• _WHAT TO WORK ON_
The line holding "GH-1474: Fix MessageProperties.lastInBatch" and all lines that follow it to the end of the data: return these exactly, and nothing more.

• _RECORDED INFORMATION_
PR #1476, opened 2022-07-25
GH-1474: Fix MessageProperties.lastInBatch

garyrussell:
Resolves https://github.com/spring-projects/spring-amqp/issues/1474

• _TASK RESPONSE_
GH-1474: Fix MessageProperties.lastInBatch

garyrussell:
Resolves https://github.com/spring-projects/spring-amqp/issues/1474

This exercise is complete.